In Professor Bengoa’s report ‘Systems Not Structures’ – completed last year – he noted that through all the discussions his expert panel had with those involved in the health service, the message they heard most frequently was that the status quo was unsustainable.

What I take from that  – and I imagine what most people would take from that – is that substantial change is needed within the health service in Northern Ireland, or it risks buckling under the pressure. It is in this context that the proposed cut of £70 million to healthcare services is most worrying.

This amount is in truth relatively small compared to the overall health budget (which runs in at around £4.6 billion each year). However, these cuts are another step in the wrong direction for a health service that is in dire need of reform. We are no longer even providing the status quo – we are going backwards, and moving away from the principals set out in ‘Systems Not Structures’ and the ‘Delivering Togetherroadmap completed by (then Minister for Health and now Northern leader of Sinn Féin) Michelle O’Neill.

But these cuts are not isolated in their potential to prevent the effective long-term reform of services. In June, proposed cuts to nursing and AHP training budgets of almost £2 million ran absolutely contrary to the principals of reform.

The worrying thing is that we have known the challenges facing the health service for so long. Professor Appleby delivered two reports on the need for reform in the health service in Northern Ireland. Transforming Your Care and the Donaldson Report also paved a path for policymakers. However, we are yet to start reform in earnest.

To implement the necessary changes there needs to be a) political agreement; and b) adequate funding.

At the minute we have an empty Stormont chamber, and budget cuts.

It’s not that we are simply not reforming services. We are watching the health service decline.

Waiting lists are going up. Targets for cancer care are being missed. GP services are on the point of collapse right across the country.
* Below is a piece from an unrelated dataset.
PR #153, opened 2023-02-14
Remove reconciler getters

rabi:
Getters and setters are non-idomatic in go for public fields, unless you're changing them. Anyway, we're accessing public fields everywhere.

### DIFF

In the Nuffield Trust’s report, ‘Learning from Scotland’s NHS’, author Mark Dayan states that,

[Northern Ireland] does not yet have an overall quality improvement initiative that combines a method for making change happen with clear goals and metrics that suit the process. The OECD found that Northern Ireland shared with England a sometimes confusing panoply of quality initiatives without clear prioritisation.

This lack of prioritisation is only being brought into sharper focus by the lack of the Executive, and the latest proposed cuts to services.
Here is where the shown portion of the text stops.